However, the painters, writers, musicians manifested themselves at the turn of
the century in ways that deviated, sometimes quite dramatically, from the paths of
their predecessors. The Decadents, symbolists, impressionists of the late 19th century
were followed by the futurist, fauvist, dadaist, surrealist, cubist trends of the 20th
century, and they all tried to counteract the realist drive to depict reality in as exact a
manner as possible, to “keep the mirror up to nature”, which had so heavily dominated
the 19th century. These fundamental changes came about on the background of the
complete changes undergone by the social, political, economical environment of the
period (the two world wars, especially).
In America, the New Criticism “committed to formalist views of literature as an
art of language” (D. Lodge, 57) flourished in universities in the first decades of the
20th century, and, despite its successes in ‘close readings’ of texts, particularly poetic
ones, had a somewhat “improvised” theoretical basis: “I. A. Richards’ categories of
meaning, his distinction between emotive and referential language, a grammar
generally regarded as obsolete by contemporary linguists, and a little traditional
rhetoric.” (idem). The New Critics were greatly influenced by the literary avant-garde
of Western Europe and America, particularly the Pound-Eliot circles, but they did not
have any connection to the structuralists.
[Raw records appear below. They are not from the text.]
PR #2606, opened 2024-07-05
PCH: Initialize Content Helper features on 'rest_api_init'

vaurdan:
## Description
This PR is a follow up of #2578. The Content Helper features also need to be initialized on `rest_api_init`, otherwise the custom post type and taxonomies for the Smart Linking feature will not be available in the REST API context.

## Motivation and context
Fixes a bug where the Smart Linking `/get` endpoint does not return any smart links because the `smart_link_source` taxonomy does not exists.

## How has this been tested?
Tested locally, and validated that the Smart Linking endpoint returns the expected results.

## Summary by CodeRabbit

- **New Features**
  - Integrated new functionality to enhance the REST API with the `rest_api_init` action, improving content management capabilities in the editor sidebar.


acicovic:
Thanks for fixing this. Since we're now calling it in `rest_api_init`, do we also need the call in`admin_init`?

vaurdan:
@acicovic yeah, I believe so, so that the initialization also happens on wp-admin and not only just on the REST API.

acicovic (approved):

PR #2265, opened 2021-05-11
[VR-11200] Migration and app startup support for Mssql

coryverta:
Modify the app startup and DB connection building to support MSSql server.  SQL Server uses a different format for attaching parameters to the URL, and does not support the autocreation of the database at startup time via the URL.


backend/common/src/main/java/ai/verta/modeldb/common/CommonHibernateUtil.java
```diff
@@ -520,11 +513,17 @@ public void createDBIfNotExists(RdbConfig rdb) throws SQLException {
       }
     }
 
-    String quotedDBName = String.format("`%s`", rdb.RdbDatabaseName);
```
conradoverta, line 523: I believe we need this for db names with `-` in mysql

coryverta: It gets handled in the check beneath.  MSSql doesn't support ` characters around database names, instead requiring " so each database has to be explicitly handled.

PR #2267, opened 2021-05-11
VR-10965 add exception cause to constructor

evgeniilezhnin:


conradoverta (approved):
I really dislike method overloading

PR #2269, opened 2021-05-11
Add client support for creating range alerters

daniel-verta:
### Changes

- adds a `RangeAlerter` class in `_alerter.py` for the new alerter type
- removes the expectation that an `Alerter` has a `comparison`, because this does not apply to the `RangeAlerter`

### Tests

- `test_alerter.py` is updated to test that a RangeAlerter can be constructed from its proto message and vice versa
- `test_entities.py` parametrizes `TestFixed` into `TestNonReference` because the behavior tested is identical for `RangeAlerter` and `FixedAlerter` types


client/verta/verta/operations/monitoring/alert/_alerter.py
```diff
@@ -16,41 +16,36 @@ class _Alerter(object):
...
     def _from_proto(msg):
-        comparison = comparison_module._VertaComparison._from_proto(
-            msg.operator,
-            msg.threshold,
-        )
+        _protos_to_classes = {
+            _AlertService.AlertFixed: FixedAlerter,
+            _AlertService.AlertReference: ReferenceAlerter,
+            _AlertService.AlertRange: RangeAlerter,
+        }
```
convoliution: I think there's a way we could have have these proto classes returned by our client classes, so that we could do something like
```python
@classmethod
def _from_proto(cls, msg):
    ...
    _protos_to_classes = {
        subcls._get_proto_class(): subcls
        for subcls
        in cls.__subclasses__
    }
```

Maybe not required here (let me know what you think) but it might reduce later maintenance so we won't need to append to this mapping.

client/verta/verta/operations/monitoring/alert/_entities/alert.py
```diff
@@ -51,6 +51,12 @@ class Alert(entity._ModelDBEntity):
 
     """
 
+    _ONEOF_ALERTER_ATTR = {
+        _AlertService.AlerterTypeEnum.FIXED: "alerter_fixed",
+        _AlertService.AlerterTypeEnum.REFERENCE: "alerter_reference",
+        _AlertService.AlerterTypeEnum.RANGE: "alerter_range",
+    }
```
convoliution: Somewhat similar to the comment in _alerter.py: I think we could have these strings defined on our alerter classes to be used in `_create_proto_internal()` to avoiding maintain an explicit mapping.

(though maybe that'd also require catching an `AttributeError` from `getattr()`)

client/verta/verta/operations/monitoring/alert/_alerter.py
```diff
@@ -16,41 +16,36 @@ class _Alerter(object):
...
+        if type(msg) in _protos_to_classes:
+            return _protos_to_classes[type(msg)]._from_proto(msg)
```
convoliution: I don't feel too strongly about this, but it _might_ be a good idea for the subclasses' method to be called something different. Elsewhere, I had spent more time than I'd like debugging an infinite recursion error because I was implementing a subclass but didn't realize I needed to override `_from_proto()` (since the base class implemented it).

But it would probably be the same time spent either way 🤷🏼‍♂️

```suggestion
            return _protos_to_classes[type(msg)]._from_proto_inner(msg)
```

client/verta/verta/operations/monitoring/alert/_alerter.py
```diff
@@ -142,3 +152,75 @@ def _as_proto(self):
...
+    .. note::
+
+        This alerter is only intended to work with summary samples of the
+        :class:`~verta.data_types.NumericValue` type.
+
+    Parameters
+    ----------
+    comparison : :class:`~verta.common.comparison._VertaComparison`
+        Alert condition. An alert is active if a queried sample meets this
+        condition.
```
convoliution: This will need to be changed.

convoliution (changes requested):
Some ideas for code maintainability—nothing critical

client/verta/verta/operations/monitoring/alert/_alerter.py
```diff
@@ -16,41 +16,49 @@ class _Alerter(object):
...
-        return self._comparison
+    @classmethod
+    @abc.abstractmethod
+    def _get_proto_class(cls):
+        raise NotImplementedError
+
+    @classmethod
+    @abc.abstractmethod
+    def _get_alert_field(cls):
+        raise NotImplementedError
```
convoliution, line 32: Did you happen to test this in Python 2? Asking because I don't personally know if they can be chained like this, and I _vaguely_ remember hearing about issues with it before. *shakes fist angrily at Python 2*

convoliution: https://stackoverflow.com/questions/11217878/python-2-7-combine-abc-abstractmethod-and-classmethod

Ahhh yes.
I think this is also why I ended up just tacking `_TYPE` as class attributes rather than methods or properties.

client/verta/verta/operations/monitoring/alert/_entities/alert.py
convoliution: I believe this can be removed now!

convoliution (changes requested):
Question about potential Python 2 shenanigans, but maybe it works anyway?

client/verta/verta/operations/monitoring/alert/_alerter.py
daniel-verta: I've double checked and confirmed that the tests pass in Python 2.7

```
(verta-py2) daniel@Daniels-MacBook-Pro verta % pytest tests/operations/monitoring/alerts/test_alerter.py
============================================================================== test session starts ===============================================================================
platform darwin -- Python 2.7.18, pytest-4.6.11, py-1.10.0, pluggy-0.13.1
rootdir: /Users/daniel/workspace/modeldb/client/verta/tests, inifile: pytest.ini
plugins: hypothesis-4.57.1
collected 8 items

tests/operations/monitoring/alerts/test_alerter.py ........                                                                                                                [100%]

============================================================================ 8 passed in 3.17 seconds ============================================================================
(verta-py2) daniel@Daniels-MacBook-Pro verta % pytest tests/operations/monitoring/alerts/test_entities.py
============================================================================== test session starts ===============================================================================
platform darwin -- Python 2.7.18, pytest-4.6.11, py-1.10.0, pluggy-0.13.1
rootdir: /Users/daniel/workspace/modeldb/client/verta/tests, inifile: pytest.ini
plugins: hypothesis-4.57.1
collected 12 items

tests/operations/monitoring/alerts/test_entities.py ............                                                                                                           [100%]

================================================================================ warnings summary ================================================================================
operations/monitoring/alerts/test_entities.py::TestIntegration::test_add_notification_channels
operations/monitoring/alerts/test_entities.py::TestIntegration::test_set_status
operations/monitoring/alerts/test_entities.py::TestAlert::test_update_last_evaluated_at
operations/monitoring/alerts/test_entities.py::TestAlert::test_creation_query_params
operations/monitoring/alerts/test_entities.py::TestAlert::test_creation_override_datetimes
operations/monitoring/alerts/test_entities.py::TestNonReferenceAlerters::test_crud[alerter0]
operations/monitoring/alerts/test_entities.py::TestNonReferenceAlerters::test_crud[alerter1]
operations/monitoring/alerts/test_entities.py::TestNonReferenceAlerters::test_repr[alerter0]
operations/monitoring/alerts/test_entities.py::TestNonReferenceAlerters::test_repr[alerter1]
operations/monitoring/alerts/test_entities.py::TestReference::test_crud
operations/monitoring/alerts/test_entities.py::TestReference::test_repr
  /Users/daniel/workspace/modeldb/client/verta/verta/_internal_utils/_utils.py:84: DeprecationWarning: Using 'method_whitelist' with Retry is deprecated and will be removed in v2.0. Use 'allowed_methods' instead
    raise_on_status=False)  # return Response instead of raising after max retries

-- Docs: https://docs.pytest.org/en/latest/warnings.html
==================================================================== 12 passed, 11 warnings in 77.76 seconds =====================================================================
```

convoliution (approved):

Therefore, the artistic revolution that took place in the first four or five decades
of the 20th century can be essentially understood not as a consequence of theories, but
as a natural result of the human effort to overcome the past, to find new forms of
expression, new spaces in which the now different energies should be poured. Before
analysing the modernist and postmodernist paradigms, we turn towards the past, for a
necessary inquiry into what was that the modernists felt the need to rebel against.
Realism
Realism, as dictionaries explain, is a shifty term with many meanings. It may be
better understood in connection with its opposites: the unreal, the unrealistic, the
fantastic, the improbable, the fanciful, the dream world.
We could define it, as far as literature and art is concerned, as the accurate
description of reality, being based on exact documentation, and being concerned with
the here and now, with the environment and movements of the time, and aiming to
achieve authenticity. For realists, meaning had a positive definition, as it derived from
the conviction that words and their referents entertained a type of relationship which
made them completely reflect one another. Language was just an instrument that had
to be used in order to transcribe life as transparently as possible. The claim of
authenticity derived from the conviction, in other words, that the word ‘tree’
transitively represented the real ‘tree’ in the world.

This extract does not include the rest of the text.